To be sure, Accelerated Approval will take more than just a demonstration of lowered PrP in spinal fluid. Any drug will still have to prove safe in human trials, a wealth of animal data will be required to help establish the therapeutic hypothesis, and people will have to be followed long term, after approval of the drug, to ultimately confirm that it does indeed delay disease onset. But Accelerated Approval, if achievable, would be a watershed for prion disease: an opportunity to intervene early, before anything goes wrong, and preserve full quality of life.

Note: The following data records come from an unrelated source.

PR #6353, opened 2021-12-19
Using a different account now

nilslindemann:


Jermolene:
Thanks @nilslindemann – apologies, but it's probably better to do this on the `tiddlywiki-com` branch because we regularly merge that into `master`. Otherwise, the update won't appear on the main `tiddlywiki-com` branch until we do a release.

nilslindemann:
Sorry, I am just fighting to get rid of the other commits which I did not do. Have asked for help on [SO](https://stackoverflow.com/questions/70646809/undo-two-pull-requested-but-not-merged-commits).

PR #6355, opened 2021-12-19
Add ViewWidget cross references and examples

btheado:
Added links from the ViewWidget formats which have corresponding filter operators. Added example output for the non-date formats.


Jermolene:
Great stuff thanks @btheado, that's a good idea, very helpful.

There are certainly many other therapeutic approaches and strategies in prion disease, and people can and should pursue many options in parallel. But the strategy laid out in our article today is the one that we currently believe is most likely to succeed, to yield an effective drug in our lifetimes, and it has shaped all aspects of our research agenda for the past few years. To us, this preventive strategy represents an opportunity to make good on the years of advance notice — the letter from the future — that Sonia’s genetic test report gave us, way back in 2011. Devastating as that piece of news was for us, we now recognize that embedded in it were two shining pieces of good news: we can identify people at risk for this disease, and we know the molecular cause. Putting those two pieces together, we are optimistic that we have a path forward to prevent her disease.